# Augmented Reality in Outpatient Care: A Narrative Review

**Authors:** Archan Khandekar, Aryan Shah, Luis A. Esparza Miranda, Frida Toscano Bello, Bruno Liebl, Jonathan Ryan, Pedro Angelo Basei de Paula, Ansh Bhatia, Timothy Guerard, Dipen J. Parekh

PMC · DOI: 10.1049/htl2.70025 · Healthcare Technology Letters · 2025-11-22

## TL;DR

This review explores how augmented reality can improve outpatient care by enhancing patient understanding, engagement, and procedural support, while identifying challenges like hardware limitations.

## Contribution

The paper categorizes AR applications in outpatient care into five clinical domains and highlights the need for integration into clinical workflows.

## Key findings

- AR improves patient understanding, engagement, and procedural accuracy in outpatient settings.
- Most AR studies in outpatient care are small-scale pilot studies with limited sample sizes.
- Technical challenges like hardware complexity and platform inconsistencies hinder AR adoption.

## Abstract

Augmented reality (AR) is seeing an increase in its applications in healthcare, but its reach in outpatient care remains undefined. Patients in outpatient settings face poor medical understanding. AR may help address this gap between patients and physicians through immersive and interactive models and supporting tools. This narrative review aims to evaluate the status of AR in outpatient care, categorise its applications, and identify limitations and future research needs.

Four databases–PubMed, Embase, Web of Science and Cochrane Library–were conducted for peer‐reviewed studies published from January 2015 to February 2025. Studies were included if they regarded AR interventions in outpatient care settings.

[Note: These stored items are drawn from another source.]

PR #1131, opened 2021-09-16
Stop exporting superfluous meters and keys in multi-staff parts

### LINKED ISSUE #1129: MusicXML importer: PartStaffs end up with too many (2) TimeSignatures in a non-first Measure
**music21 version**

`7.1`   

**Problem summary**

Attached is a MusicXML file that music21 wrote from a stream containing two PartStaffs (and a StaffGroup relating them).  It's an Organ score, with 5 measures, each of which has a new time signature: 7/8, 8/8, 7/8, 8/8, and 11/16, respectively.  I believe the MusicXML is correct, but I might be wrong.  It displays correctly in any case.  When I import this MusicXML file back into music21, however, while the first measure's time signature looks right, the second measure's time signature (and I'm guessing the others as well) shows up in the measure twice (in each PartStaff)

If I export a different MusicXML file from an otherwise identical Score containing Parts instead of PartStaffs, and then import _that_, all is well (I get one time signature at the beginning of each Measure in each Part).

I would note that neither MusicXML file appears to have the extra time signatures in it, so I'm guessing this is a bug in MusicXML import, that only happens when a part has more than one staff.

I have attached both MusicXML files for your enjoyment (zipped).

[LesCorps_Parts.musicxml.zip](https://github.com/cuthbertLab/music21/files/7173870/LesCorps_Parts.musicxml.zip)
[LesCorps_PartStaffs.musicxml.zip](https://github.com/cuthbertLab/music21/files/7173871/LesCorps_PartStaffs.musicxml.zip)

jacobtylerwalls:
Fixes #1129

@gregchapman-dev would you like to test?

### DIFF
--- a/music21/mei/test_base.py
+++ b/music21/mei/test_base.py
@@ -3897,7 +3897,7 @@ class Test(unittest.TestCase):
         # ensure the right number and @n of parts
         self.assertEqual(4, len(actual.keys()))
         for eachN in expectedNs:
-            self.assertTrue(eachN in actual.keys())
+            self.assertTrue(eachN in actual)
         # ensure the measure number is set properly,
         #        there is one voice with one note with its octave set equal to the staff's @n,
         #        the right barline was set properly
@@ -4020,8 +4020,8 @@ class Test(unittest.TestCase):
         # ensure the right number and @n of parts (we expect one additional key, for the "rptboth")
         self.assertEqual(5, len(actual.keys()))
         for eachN in expectedNs:
-            self.assertTrue(eachN in actual.keys())
-        self.assertTrue('next @left' in actual.keys())
+            self.assertTrue(eachN in actual)
+        self.assertTrue('next @left' in actual)
         # ensure the measure number is set properly,
         #        there is one voice with one note with its octave set equal to the staff's @n,
         #        the right barline was set properly
--- a/music21/musicxml/helpers.py
+++ b/music21/musicxml/helpers.py
@@ -6,11 +6,14 @@
 # Authors:      Michael Scott Cuthbert
 #               Jacob Tyler Walls
 #
-# Copyright:    Copyright © 2013-2020 Michael Scott Cuthbert and the music21 Project
+# Copyright:    Copyright © 2013-2021 Michael Scott Cuthbert and the music21 Project
 # License:      BSD, see license.txt
 # ------------------------------------------------------------------------------
 import copy
+from typing import List
+
 from xml.etree.ElementTree import tostring as et_tostring
+from xml.etree.ElementTree import Element  # for typing
 
 def dumpString(obj, *, noCopy=False) -> str:
     r'''
@@ -178,6 +181,42 @@ def measureNumberComesBefore(mNum1: str, mNum2: str) -> bool:
     else:
         sortedSuffixes = sorted([m1Suffix, m2Suffix])
         return m1Suffix is sortedSuffixes[0]
+
+def childrenEqual(e1: Element, e2: Element, children: List[str]) -> bool:
+    '''
+    Tests whether the given child tags exist under each given element
+    and the texts of those child tags compare equal.
+
+    >>> from xml.etree.ElementTree import fromstring as El
+    >>> from xml.etree.ElementTree import SubElement
+    >>> a = El('<clef />')
+    >>> b = El('<clef />')
+    >>> a_sign = SubElement(a, 'sign')
+    >>> a_sign.text = 'G'
+    >>> b_sign = SubElement(b, 'sign')
+    >>> b_sign.text = 'F'
+
+    >>> from music21.musicxml.helpers import childrenEqual
+    >>> childrenEqual(a, b, children=['sign'])
+    False
+
+    >>> b_sign.text = 'G'
+    >>> childrenEqual(a, b, children=['sign'])
+    True
+
+    >>> childrenEqual(a, b, children=['sign', 'line'])
+    False
+    '''
+    for child in children:
+        e1_child = e1.find(child)
+        if e1_child is None:
+            return False
+        e2_child = e2.find(child)
+        if e2_child is None:
+            return False
+        if e1_child.text != e2_child.text:
+            return False
+    return True
 
 
 if __name__ == '__main__':
--- a/music21/musicxml/partStaffExporter.py
+++ b/music21/musicxml/partStaffExporter.py
@@ -629,6 +629,7 @@ class PartStaffExporterMixin:
         bump voice numbers if they conflict;
         account for <backup> and <forward> tags;
         skip <print> tags;
+        skip superfluous <time> and <key> tags;
         set "number" on midmeasure clef changes;
         replace existing <barline> tags.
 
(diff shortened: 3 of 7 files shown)


gregchapman-dev:
I'll try this out later today, thanks!

gregchapman-dev:
Your fix fixes my issue with doubled-up time signatures.  And gets me past my failed assertion, and now I can see more doubled stuff: a doubled MetronomeMark, and every Slur is doubled as well (in both staves).  It's possible this is just more fixes needed, or perhaps its a regression due to your fix (less likely).  Attached is the musicxml file produced with this fix in place.
[LesCorps_PartStaffs_2.musicxml.zip](https://github.com/cuthbertLab/music21/files/7180542/LesCorps_PartStaffs_2.musicxml.zip)

jacobtylerwalls:
Rebased to make cosmetic updates to comments and squash certain commits but not others, including the ones on the pylint-upgrades branch. Hoping that doing so was groovy since there was not a pending set of review comments.

Thanks for testing, Greg. I'll extract your comment about metronome marks into a new issue. The slurs, I can't reproduce. I parse the file you posted in your last comment and I get five slurs, which looks correct. Am I missing something?

gregchapman-dev:
I'll test again and watch where the extra slurs come from. Perhaps that's an unrelated issue in my code...

gregchapman-dev:
I will test again today.  Can we bump the version for this change, please (7.2.1?).  My humdrum importer will need to know whether the fix is there.

gregchapman-dev:
Tested latest multimeter-export branch (as of a few minutes ago).  Looks good; no extra timesig or metronome mark.

jacobtylerwalls:
Thanks for the retest.

I find this bit a bit surprising, though:

> no extra timesig or metronome mark.

I would have thought the extra metronome mark depended on #1136, which I just posted on another branch.

gregchapman-dev:
Sorry, my mistake.  Doubled metronome mark is still there.  (sigh)

music21/mei/test_base.py
```diff
@@ -3897,7 +3897,7 @@ def testMeasureIntegration1(self):
         # ensure the right number and @n of parts
         self.assertEqual(4, len(actual.keys()))
         for eachN in expectedNs:
-            self.assertTrue(eachN in actual.keys())
+            self.assertTrue(eachN in actual)
```
mscuthbert, line 3900: Please, let's get out of the habit of putting fixes unrelated to the issue at hand in the same PR.  My amount of review time is severely constrained in the first month or so of term and I want to make sure I can get through as many in half a day on Saturdays as I can.

music21/musicxml/helpers.py
```diff
@@ -179,6 +182,42 @@ def splitSuffix(measureNumber):
         sortedSuffixes = sorted([m1Suffix, m2Suffix])
         return m1Suffix is sortedSuffixes[0]
 
+def childrenEqual(e1: Element, e2: Element, children: List[str]) -> bool:
```
mscuthbert, line 185: this is great -- but I feel more that we should be removing in music21 before generating musicxml -- when musicxml is manipulated after generation it becomes much harder to debug -- "There were two <key> tags...oh, now there's one"

music21/musicxml/partStaffExporter.py
```diff
@@ -705,11 +706,48 @@ def moveMeasureContents(measure: Element, otherMeasure: Element, staffNumber: in
...
                 for midMeasureClef in elem.findall('clef'):
                     midMeasureClef.set('number', str(staffNumber))
+
+                # Determine how much of the <attributes> tag to move
+                target_measure_meters_or_none = otherMeasure.findall('attributes/time')
+                target_measure_keys_or_none = otherMeasure.findall('attributes/key')
+                source_measure_meter_or_none = elem.find('time')
+                source_measure_key_or_none = elem.find('key')
+                skippable_meter = False
+                skippable_key = False
```
mscuthbert, line 718: this works, but I don't like how much everything is moving into musicxml/Element manipulation.  I had qualms about it before when the partStaffExporter started doing it, but I want to stop before it becomes a norm in the musicxml manipulation.  We should identify skippable and identical music21 elements and remove them from the stream before outputting, not remove things from the XML DOM.

mscuthbert (changes requested):
I'd much prefer that these changes happen in the music21 stream before going out to XML Elements, not after it's been generated.  THANKS!

mscuthbert:
Let me clarify a bit more why I like the deepcopied stream to be manipulated before export rather than the XML output.  Suppose we find that MEI or if-it-ever-comes-out MNX needs something similar; then we have the same code -- "removeDuplicatePartElements()" that we can call to do it for them too.   Same with for Lilypond.  But this way, each exporter's duplicate finder has to be written separately and it becomes more code maintenance.

music21/mei/test_base.py
jacobtylerwalls: Wholeheartedly agree; I try to stay hygienic about such things. This happened because this was the first branch to fail CI on a new pylint version, and I think this part of the diff would have disappeared if I had, after those changes were merged, pulled again from master? Sorry! I'll keep the branches up to date!

jacobtylerwalls:
Makes total sense. I'll come up with a proposal for which layer to have this logic in. First guess: promote `joinableGroups()` out of the partStaffExporter (leaving a shim) into the stream module, and then have a makeNotation routine for removing duplicate elements, and then various exporters can use that routine at the beginning of their export.

mscuthbert:
> Makes total sense. I'll come up with a proposal for which layer to have this logic in. First guess: promote `joinableGroups()` out of the partStaffExporter (leaving a shim) into the stream module

It doesn't have to come out of musicxml at this point, because those other exporters are just hypothetical.  Unless it's really easy to do.  I just don't want more refactoring in the future than is necessary.

By `stream module` I hope to either makeNotation or a new module in the stream directory.  Stream is still huge!  My dream is to start reducing max file length by 1000 lines every few months until there's nothing over 3000 lines.

(for instance, what's Lyric doing in note.py?  It's just there because it was there in music21 v0.0.0.1 -- it'll need to be available as note.Lyric for a LONG time, but the actual code should be in text or its own lyric module etc.)

jacobtylerwalls:
Now I'm wondering how feasible it will be strip the meters and keys out.

The original problem is a key or meter change in the left hand in any measure after the first -- how to ensure we don't write it into the `<attributes>` tag.

The now current thought is to just remove the m21 object after its deepcopy is made during export (ignoring for the moment what to do about makeNotation=False) and before initial conversion to xml elements.

But I think that information will be essential to exporting the second staff correctly. All the time and padding and forward and backup -- will all be corrupted if there is a missing time signature object. The alternative would be, in every export routine that affects time and meter and key to check if the parent part participates in a joinable group and then run a context search to see if there is important information in the other partstaff? Just thinking aloud before I dig in (some point next month or so, likely). Not sure how we would do this.

jacobtylerwalls:
I guess following https://github.com/cuthbertLab/music21/pull/1136#issuecomment-927163129 we could have a "drop it on export" attribute, which we could set early in the export, leave the object in, and then check for it when the `<attributes>` tag is first written, or very late in the partStaffExporter in `moveMeasureContents()`. If we do it too early, I don't want to make it too easy to write out invalid musicmxl.

jacobtylerwalls:
Actually given the discussion on #1136 I'm thinking my first diagnosis is wrong and rather that the musicxml being emitted is now legitimate and this is, as Greg originally suggested, an issue in the importer using template() regardless of whether another mark exists in the other part.

jacobtylerwalls:
Closing per https://github.com/cuthbertLab/music21/issues/1129#issuecomment-927204102.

Studies were analysed and grouped thematically into five clinical domains of AR intervention.

After review, 19 studies–spanning 987 participants–were included. AR applications were categorised into patient education and engagement (n = 3), cognitive and functional assessment (n = 3), device interaction and remote monitoring (n = 3), procedural guidance in outpatient interventions (n = 5), and rehabilitation and functional recovery support (n = 5). Most included studies were pilot studies (n = 6) and had relatively small sample sizes (median = 28). Studies proved that AR interventions consistently improved patient understanding, engagement and procedural support. Nevertheless, studies faced limitations including the need for specialised and bulky hardware–which affected patient comfort as well–reliability issues, technical difficulties and platform‐specific inconsistencies.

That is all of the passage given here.